### Instructions for the task
Please show every line in the entries below that includes the word "easy".

### Dataset entries
PR #1616, opened 2018-09-17
Hide organism selector in single organism mode

kimrutherford:
I'd like to be able to hide the:

    Organism
    Schizosaccharomyces pombe

from the genotype management page when in single user mode.

I tried `ng-if="multiOrganismMode"` as in this pull request but then the gene list disappears.  Is there an easy fix?

### DIFF
--- a/root/static/js/canto-modules.js
+++ b/root/static/js/canto-modules.js
@@ -3813,6 +3813,13 @@ var GenotypeGeneListCtrl =
 
         $scope.hasDeletionHash = {};
 
+        if (!$scope.multiOrganismMode) {
+          Curs.list('organism')
+            .then(function(organisms) {
+              $scope.organismUpdated(organisms.data[0]);
+            });
+        }
+
         $scope.$watch('genotypes',
                      function() {
                        $scope.makeHasDeletionHash();
--- a/root/static/ng_templates/genotype_gene_list.html
+++ b/root/static/ng_templates/genotype_gene_list.html
@@ -1,5 +1,6 @@
 <div class="curs-genotype-gene-list">
   <organism-selector
+    ng-if="multiOrganismMode"
     label="Organism"
     organism-selected="organismUpdated(organism)"
     genotype-type="genotypeType"


jseager7:
I think solving this needs two easy changes:

The 'Organism' label can be hidden by setting the `hideLabel` binding to true:

https://github.com/pombase/canto/blob/39a69b88134a08053304de4be78111539b100672/root/static/ng_templates/organism_selector.html#L6

So the outer template can be amended as follows:

```html
<div class="curs-genotype-gene-list">
  <organism-selector
    hide-label="true"
    organism-selected="organismUpdated(organism)"
    genotype-type="genotypeType"
```

The organism name can be hidden by amending the logic in the template, which is slightly more complicated. Currently the `organism-selector` template just renders out the organism name when there is only one organism:

https://github.com/pombase/canto/blob/39a69b88134a08053304de4be78111539b100672/root/static/ng_templates/organism_selector.html#L14

- - -

This could be changed so that the template only renders the organism name in multi-organism mode, but because `organismSelector` doesn't have `multiOrganismMode` in scope, we might need another binding like `hideOrganismName` that is set according to `multiOrganismMode`. Then the template could be amended to something like:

### Final answer
I tried `ng-if="multiOrganismMode"` as in this pull request but then the gene list disappears.  Is there an easy fix?
I think solving this needs two easy changes:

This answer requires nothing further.